> PROBLEM TO SOLVE:
Up to and including the line containing "Currently we are", set down each line of the entries below exactly, starting from the first, and leave out the rest.

> EXERCISE INPUT:
PR #2278, opened 2021-08-22
Fix "files left after uninstall" error for "distuninstallcheck" target

morevnaproject:
Currently we are building source tarballs using Autotools - this operation is done using `autobuild/synfigstudio-release.sh` script.

This procedure was broken at some point in master branch and this PR fixes the issue.


ice0 (approved):

ice0:
@rodolforg 
I don't know why, but using quotes breaks uninstall step.

PR #2282, opened 2021-08-23
Extracted layer size update as a separate function

ice0:
Refactoring: duplicate code is extracted into a separate function.

### DIFF
--- a/synfig-studio/src/synfigapp/canvasinterface.cpp
+++ b/synfig-studio/src/synfigapp/canvasinterface.cpp
@@ -699,6 +699,49 @@ CanvasInterface::jump_to_prev_keyframe()
 	//catch(...) { synfig::warning("Unable to find prev keyframe"); }
 }
 
+static void update_layer_size(const RendDesc& rend_desc, Layer::Handle& layer, bool resize_image) {
+	int w = layer->get_param("_width").get(int());
+	int h = layer->get_param("_height").get(int());
+
+	if (w && h) {
+		Vector x, size = rend_desc.get_br() - rend_desc.get_tl();
+
+		// vector from top left of canvas to bottom right
+		if (resize_image) {
+			if (abs(size[0]) < abs(size[1])) { // if canvas is tall and thin (portrait)
+				x[0]=size[0];	// use full width
+				x[1]=size[0]/w*h; // and scale for height
+
+				if ((size[0]<0) ^ (size[1]<0))
+					x[1] = -x[1];
+			} else { // else canvas is short and fat (or maybe square) (landscape)
+				x[1]=size[1];	// use full height
+				x[0]=size[1]/h*w; // and scale for width
+
+				if ((size[0]<0) ^ (size[1]<0))
+					x[0] = -x[0];
+			}
+		} else {
+			x[0] = w*rend_desc.get_pw();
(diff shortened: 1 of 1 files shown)


synfig-studio/src/synfigapp/canvasinterface.cpp
```diff
@@ -699,6 +699,45 @@ CanvasInterface::jump_to_prev_keyframe()
 	//catch(...) { synfig::warning("Unable to find prev keyframe"); }
 }
 
+static void update_layer_size(CanvasInterface& canvas_interface, Layer::Handle& layer, bool resize_image) {
```
ice0, line 702: It looks like better to pass `RendDesc` isntead of `CanvasInterface` here.

Keyikedalube: Agree
Because that function is internal and used only within synfigapp.

[C++ best practices](https://lefticus.gitbooks.io/cpp-best-practices/content/08-Considering_Performance.html) **Reduce Temporary Objects** section may also be helpful to validate why this is better :)

synfig-studio/src/synfigapp/canvasinterface.cpp
```diff
@@ -699,6 +699,45 @@ CanvasInterface::jump_to_prev_keyframe()
...
+	int w, h;
+
+	w = layer->get_param("_width").get(int());
+	h = layer->get_param("_height").get(int());
```
rodolforg, line 706: If you'll make another commit/push (for changing the method parameter list), what about declaring and initializing in the same line?
`int w = layer-> ...`

synfig-studio/src/synfigapp/canvasinterface.cpp
```diff
@@ -699,6 +699,45 @@ CanvasInterface::jump_to_prev_keyframe()
...
+		// vector from top left of canvas to bottom right
+		if (resize_image) {
+			if(abs(size[0])<abs(size[1])) {// if canvas is tall and thin
+				x[0]=size[0];	// use full width
+				x[1]=size[0]/w*h; // and scale for height
+				if ((size[0]<0) ^ (size[1]<0)) x[1] = -x[1];
+			} else { // else canvas is short and fat (or maybe square)
+				x[1]=size[1];	// use full height
+				x[0]=size[1]/h*w; // and scale for width
+				if ((size[0]<0) ^ (size[1]<0)) x[0] = -x[0];
```
rodolforg, line 720: I particulary don't like these single-line `if`, but it's a matter of taste anyway :)

rodolforg (approved):
Approving right away in case of you won't change the method parameter list.
It does clean up code without behavior change. :)

synfig-studio/src/synfigapp/canvasinterface.cpp
ice0: Done

synfig-studio/src/synfigapp/canvasinterface.cpp
ice0: Done

synfig-studio/src/synfigapp/canvasinterface.cpp
ice0: Done

rodolforg (approved):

> SOLUTION TO THE EXERCISE:
PR #2278, opened 2021-08-22
Fix "files left after uninstall" error for "distuninstallcheck" target

morevnaproject:
Currently we are building source tarballs using Autotools - this operation is done using `autobuild/synfigstudio-release.sh` script.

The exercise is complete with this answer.